[Exercise prompt] The listing that follows should be duplicated character for character.

[Provided entries]
PR #1978, opened 2021-03-31
aev2, aevdemo

benjub:
Sequel of #1976 : @nmegill please check that this is ok. In particular:
* I found the label ~sylg for bj-alrimih (similar to ~mpg)
* aevdemo moved to the later part reserved for examples near the end of Main
* one dummy variable 's' declared locally for aev2 and aev2ALT with label v.vs

Relabel proposal:
notnot1 --> notnot
notnot2 --> notnotr
(since there are already labels notnoti, notnotd, notnotri, notnotrd that follow that convention).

[Solution to this exercise]
PR #1978, opened 2021-03-31
aev2, aevdemo

benjub:
Sequel of #1976 : @nmegill please check that this is ok. In particular:
* I found the label ~sylg for bj-alrimih (similar to ~mpg)
* aevdemo moved to the later part reserved for examples near the end of Main
* one dummy variable 's' declared locally for aev2 and aev2ALT with label v.vs

Relabel proposal:
notnot1 --> notnot
notnot2 --> notnotr
(since there are already labels notnoti, notnotd, notnotri, notnotrd that follow that convention).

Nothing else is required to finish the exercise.